We've seen a fair number of scorpions this season. We place an upside-down glass on top of 'em and slide a postcard underneath, carry them out to the front gate, and toss 'em over. Sometimes they immediately raise their tails in anger. Others, like the fellow last night, remain relaxed and just enjoy the ride.
A few weeks ago we had a first: a banded desert centipede in the living room. He seemed as big and fast as an NFL running back. I killed him. No time to trap him – and really didn't want to see him again. Their bites ain't fatal; but they ain't fun, and there's something discomfiting about a centipede lurking under the couch.
We used to treat 'em like the scorpions. A neighbor made a tool out of flexible wire and a hollow tube, and I'd catch the rattlers in the noose, drop 'em into a garbage can, and drive them somewhere.
Then we tried just letting them be; but when you're outdoors a lot, day and night, it gets a little old, nearly stepping on a rattler or wondering if the cat has sense enough to stare from a safe distance.
I killed the final one we saw last fall. It was dusk, so I hacked straight through to make sure he was dead. As they will, the severed parts writhed for a while.
An hour later the two severed ends of the snake had reattached themselves – so closely that in a photo it's hard to see where the snake was severed. In the morning, when my wife carried the snake down to the arroyo, the two ends stuck together as if they'd never been separated.
Nature not only provides us with rattlers and scorpions, but with faux rattlers and scorpions who aren't dangerous to us but perhaps gain some security from looking like their more famous cousins. Kind of like a western gunman or 1930's gangster talking the talk and sporting a gat, but secretly hoping you won't test him.

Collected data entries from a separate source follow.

PR #2113, opened 2015-12-21
Displaying info message when user login via bower login.

rajzshkr:
Currently, we don't show any message when logged in via bower login.
In this pull request, I have shown an info message like, 

bower EAUTH         Logged in as username

I have used bower logger for showing the info message.


sheerun:
It doesn't happen when you use `bower login` and enter password manually.

Could you also [squash all the commits](https://github.com/bower/bower/wiki/Contributor-Guidelines#writing-code)?

BenMann:
==> #2114

PR #2114, opened 2015-12-21
Displaying info message when user login via bower login

rajzshkr:
Currently, we don't show any message when logged in via bower login.
In this pull request, I have shown an info message like,

bower EAUTH Logged in as username

I have used bower logger for showing the info message.

### DIFF
--- a/lib/commands/install.js
+++ b/lib/commands/install.js
@@ -2,8 +2,14 @@ var endpointParser = require('bower-endpoint-parser');
 var Project = require('../core/Project');
 var Tracker = require('../util/analytics').Tracker;
 var defaultConfig = require('../config');
+var hasGit = require('../util/git')();
+var createError = require('../util/createError');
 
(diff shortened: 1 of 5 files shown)


rajzshkr:
Gave pull request as single commit.

sheerun:
You don't need to create another PR. You can just `git push --force`.

Can you add message when someone logins with login/password instead of authkey?

rajzshkr:
Added info message for both login, via normal and 2 factor auth mode.

sheerun:
There's a CI error to fix:

Running "jshint:files" (jshint) task
 
   lib\commands\install.js
     11 |        return;
                 ^ Unreachable 'return' after 'throw'.
 
>> 1 error in 105 files

rajzshkr:
oops.. I will resolve the issue and will give again.

rajzshkr:
It is already merged by @azbshiri

PR #2122, opened 2015-12-29
Added the --force docs to the --help command

kevdez:
The `bower help` command will now display information on the `--force` option where it applies. This is for `install` `uninstall` `register` and `unregister`.

This was requested as per @sheerun on bower/bower.github.io#203


sheerun:
Thanks!

Issue #2119, opened 2015-12-23
bower requires git, but does not check for it


coogor:
When installing a package, bower fails without verbose message (see below for npm debug log).
Digging a little deeper I found that git is a requirement, but it is not checked for or installed.
I feel this missing dependency should be fixed.

0 info it worked if it ends with ok
1 verbose cli [ '/usr/bin/node', '/usr/bin/npm', 'install' ]
2 info using npm@2.14.7
3 info using node@v4.2.1
4 verbose readDependencies loading dependencies from /home/tryton/Downloads/package/package.json
5 verbose install where, deps [ '/home/tryton/Downloads/package',
5 verbose install   [ 'bower',
5 verbose install     'grunt',
5 verbose install     'grunt-cli',
5 verbose install     'grunt-contrib-concat',
5 verbose install     'grunt-contrib-jshint',
5 verbose install     'grunt-contrib-less',
5 verbose install     'grunt-contrib-nodeunit',
5 verbose install     'grunt-contrib-uglify',
5 verbose install     'grunt-contrib-watch',
5 verbose install     'grunt-po2json',
5 verbose install     'grunt-shell',
5 verbose install     'grunt-xgettext' ] ]
6 verbose install where, peers [ '/home/tryton/Downloads/package', [] ]
7 verbose installManyTop reading for lifecycle /home/tryton/Downloads/package/package.json
8 info preinstall tryton-sao@3.8.1
9 verbose installManyTop reading scoped package data from /home/tryton/Downloads/package/node_modules/bower/package.json
10 verbose installManyTop reading scoped package data from /home/tryton/Downloads/package/node_modules/grunt/package.json
11 verbose installManyTop reading scoped package data from /home/tryton/Downloads/package/node_modules/grunt-cli/package.json
12 verbose installManyTop reading scoped package data from /home/tryton/Downloads/package/node_modules/grunt-contrib-concat/package.json
13 verbose installManyTop reading scoped package data from /home/tryton/Downloads/package/node_modules/grunt-contrib-jshint/package.json
14 verbose installManyTop reading scoped package data from /home/tryton/Downloads/package/node_modules/grunt-contrib-less/package.json
15 verbose installManyTop reading scoped package data from /home/tryton/Downloads/package/node_modules/grunt-contrib-nodeunit/package.json
16 verbose installManyTop reading scoped package data from /home/tryton/Downloads/package/node_modules/grunt-contrib-uglify/package.json
[...]

PR #2126, opened 2015-12-31
 #2119 - During bower install made a check for git installation. 

rajzshkr:
1. Created a util file for git check ( git.js )
2. Created test case for the same file.
3. Made the check in bower install comand and display error message if git is not installed.


sheerun:
git is not really needed if you only use svn dependencies, for example

Issue #1914, opened 2015-09-11
.bowerrc does not support absolute paths


indolering:
Bower treats `/Users/indolering/bower-test/parent-element/bower_components` as a relative path and install everything in a sub-directory.

This might seem like a small thing but confusing as hell and makes it difficult to work on multiple assets that have linked dependencies.  Consider the following setup:

```
/home
+--project-directory
   |--.bowerrc
   +--parent-element
      +--bower_components
          *--symlink to child-element directory
   +--child-element
```

Polymer [does some magic](https://github.com/PolymerLabs/polyserve) with paths and will serve the child element out of the `parent-element/bower_components` directory.  Instead of being able to specify a single path in a .bowerrc file pointing to parent-element/bower_components, one must add a .bowerrc to *every* child directory and specify a relative path.

sheerun:
I don't understand. You want to put absolute path as `cwd` property in `.bowerrc` file? 

If yes, using absolute paths makes application tied to one computer, it's not a good practice.

indolering:
No, I want to specify the `directory` (aka `bower_components`).

FWIW, I don't think including a .bowerrc file in a project is a very good idea, considering it can override critical security settings.

sheerun:
What is your .bowerrc in this case?

indolering:
> What is your .bowerrc in this case?

```
{
  "directory": "/path/to/bower_components"
}
```

gronke:
:+1: 

An example why this is useful: Polymer Elements expect to be installed to a flat directory structure as sibling folders to their dependencies. When you put a `.bowerrc` in the top directory that has an absolute path, you can `cd/` to your elements directories and install dev-dependencies, etc.

```
.
├── .bowerrc
├── polymer-dependency
└── polymer-element
```

indolering:
@gronke Yup, I ran into this while setting up development of multiple Polymer elements.  @sheerun, this is a real world problem that more people are going to run into as Polymer usage rises.

faceleg:
> @indolering FWIW, I don't think including a .bowerrc file in a project is a very good idea, considering it can override critical security settings.

You could add the non security related settings into you repository's bowerrc, the rest into your system bowerrc

gronke:
[...]

PR #2130, opened 2016-01-02
support absolute path in .bowerrc directory option

gronke:
As discussed in #1914 we want to support absolute paths in `.bowerrc` directory option. A simple check if the directory begin with a `/` decides whether the path is relative and prefixed with the current work directory or taken as absolute path.

### DIFF
--- a/lib/core/Manager.js
+++ b/lib/core/Manager.js
@@ -10,6 +10,7 @@ var semver = require('../util/semver');
 var copy = require('../util/copy');
 var createError = require('../util/createError');
 var scripts = require('./scripts');
+var isPathAbsolute = require('../util/isPathAbsolute');
 
 function Manager(config, logger) {
     this._config = config;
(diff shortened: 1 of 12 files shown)


sheerun:
Hey. `Promise` is not available in node 0.10. We use Q library for promises.

Could you fix it and squash the changes?

gronke:
Yep, saw that and will switch to Q.

lib/core/Manager.js
```diff
@@ -124,7 +125,7 @@ Manager.prototype.resolve = function () {
 
 Manager.prototype.preinstall = function (json) {
     var that = this;
-    var componentsDir = path.join(this._config.cwd, this._config.directory);
```
sheerun: Maybe we can use `path.resolve` instead? to support relative config.directory

sheerun:
I think there are some tests missing, because you did not change:

- https://github.com/gronke/bower/blob/enhancement/absolute-paths-1914/lib/core/Manager.js#L638
- https://github.com/bower/bower/blob/master/lib/commands/link.js#L52

lib/core/Manager.js
gronke: When the config.directory begins with an `/` it's expected to be absolute. In any other case the path is expected to be relative and joined with `config.cwd`. Not sure if I understood your comment correctly. How can `path.resolve` help here?

sheerun: resolve "removes" `..` from joined path.

path.join('/foo/bar', '../baz') == '/foo/bar/../baz'
path.resolve('/foo/bar', '../baz') == '/foo'

gronke: Done

sheerun:
I think it's good now. Thank you for being patient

The bullsnake resembles the rattler, but doesn't harm humans. Some even become pets. They eat rattlers. Perhaps they evolved to match the rattler's appearance as a defense mechanism; but maybe they started as poisonous as rattlers and then got religion.
The solpugid looks startlingly like a scorpion, but with two oversized arms that look as though they were in casts. He rarely harms humans. He has no poison, but may bite if handled. Again, you wonder: it's clever of him to look like a scorpion to scare us; but mightn't it get him killed?
We also notice how often the same plants and animals do the same things around the same date each year.
Right now the bees are all over the purple blossoms of the Texas Sage, though in smaller numbers than in recent years. The rain has the vinegaroons out and about. The barrel cactus is blooming. The rufous hummingbird showed up recently – same time as usual.
All's right with the world – out here, anyway.
-30-
[The column above appears in today's Las Cruces Sun-News -- Sunday, 27 July 2014.]
[I'd intended to add a couple of pictures of the snake that reattached itself. I'd been meaning to put that wonder up on the blog since last fall. But last night when I looked, I got to the closer picture of the dead snake and had a very strong feeling that it would somehow offend the dead snake's spirit, and that I'd best omit that. Sorry!]